**Collected data:**
=== Begin Enclosure ===

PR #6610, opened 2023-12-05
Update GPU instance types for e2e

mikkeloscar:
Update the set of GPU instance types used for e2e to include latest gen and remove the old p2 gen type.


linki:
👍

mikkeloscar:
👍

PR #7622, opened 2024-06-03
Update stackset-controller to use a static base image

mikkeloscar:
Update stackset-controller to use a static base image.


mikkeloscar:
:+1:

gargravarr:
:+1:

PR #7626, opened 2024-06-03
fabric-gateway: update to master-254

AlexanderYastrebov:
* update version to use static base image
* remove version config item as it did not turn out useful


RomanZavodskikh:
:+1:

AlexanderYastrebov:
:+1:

=== End Enclosure ===
=== Begin Enclosure ===

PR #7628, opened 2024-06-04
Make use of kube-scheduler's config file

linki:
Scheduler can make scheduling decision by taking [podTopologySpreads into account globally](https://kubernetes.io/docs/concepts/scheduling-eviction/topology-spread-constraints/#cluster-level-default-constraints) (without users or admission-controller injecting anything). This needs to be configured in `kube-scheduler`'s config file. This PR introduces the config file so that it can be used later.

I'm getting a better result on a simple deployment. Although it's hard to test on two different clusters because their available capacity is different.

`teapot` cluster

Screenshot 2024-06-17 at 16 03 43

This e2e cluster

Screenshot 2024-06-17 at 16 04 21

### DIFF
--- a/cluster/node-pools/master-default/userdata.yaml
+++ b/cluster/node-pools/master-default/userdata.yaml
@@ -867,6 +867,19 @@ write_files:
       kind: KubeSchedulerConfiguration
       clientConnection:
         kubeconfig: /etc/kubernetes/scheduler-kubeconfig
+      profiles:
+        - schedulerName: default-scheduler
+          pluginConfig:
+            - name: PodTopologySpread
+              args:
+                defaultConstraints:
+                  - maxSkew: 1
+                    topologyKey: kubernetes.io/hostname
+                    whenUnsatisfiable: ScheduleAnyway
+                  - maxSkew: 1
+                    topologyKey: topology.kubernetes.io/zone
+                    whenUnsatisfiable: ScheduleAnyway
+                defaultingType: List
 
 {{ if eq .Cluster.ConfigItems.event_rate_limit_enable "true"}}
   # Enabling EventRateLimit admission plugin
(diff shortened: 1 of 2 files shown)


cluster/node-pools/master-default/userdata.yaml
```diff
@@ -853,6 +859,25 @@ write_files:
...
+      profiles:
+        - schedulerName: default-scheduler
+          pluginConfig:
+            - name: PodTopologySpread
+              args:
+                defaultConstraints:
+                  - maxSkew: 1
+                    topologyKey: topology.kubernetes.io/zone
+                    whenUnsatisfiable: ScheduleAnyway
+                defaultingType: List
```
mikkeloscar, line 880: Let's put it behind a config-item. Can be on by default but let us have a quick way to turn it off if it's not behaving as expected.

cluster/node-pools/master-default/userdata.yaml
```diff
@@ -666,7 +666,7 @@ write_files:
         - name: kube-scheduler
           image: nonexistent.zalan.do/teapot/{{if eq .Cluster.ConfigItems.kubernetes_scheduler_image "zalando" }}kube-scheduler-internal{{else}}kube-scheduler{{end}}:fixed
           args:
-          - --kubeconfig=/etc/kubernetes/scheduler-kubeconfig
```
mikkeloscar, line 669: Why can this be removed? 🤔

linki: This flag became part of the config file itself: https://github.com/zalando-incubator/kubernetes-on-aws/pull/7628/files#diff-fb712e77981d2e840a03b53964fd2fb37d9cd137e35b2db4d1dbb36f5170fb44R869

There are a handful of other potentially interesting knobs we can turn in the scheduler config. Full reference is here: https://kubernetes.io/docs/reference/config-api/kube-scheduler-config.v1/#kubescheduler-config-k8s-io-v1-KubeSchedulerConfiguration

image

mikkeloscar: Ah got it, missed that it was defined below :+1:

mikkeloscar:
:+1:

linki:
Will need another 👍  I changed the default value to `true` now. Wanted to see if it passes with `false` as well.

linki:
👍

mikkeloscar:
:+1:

=== End Enclosure ===

**YOUR ASSIGNMENT:**
Note every line of the records that holds the word "static", and copy it.

**RESULT:**
Update stackset-controller to use a static base image
Update stackset-controller to use a static base image.
* update version to use static base image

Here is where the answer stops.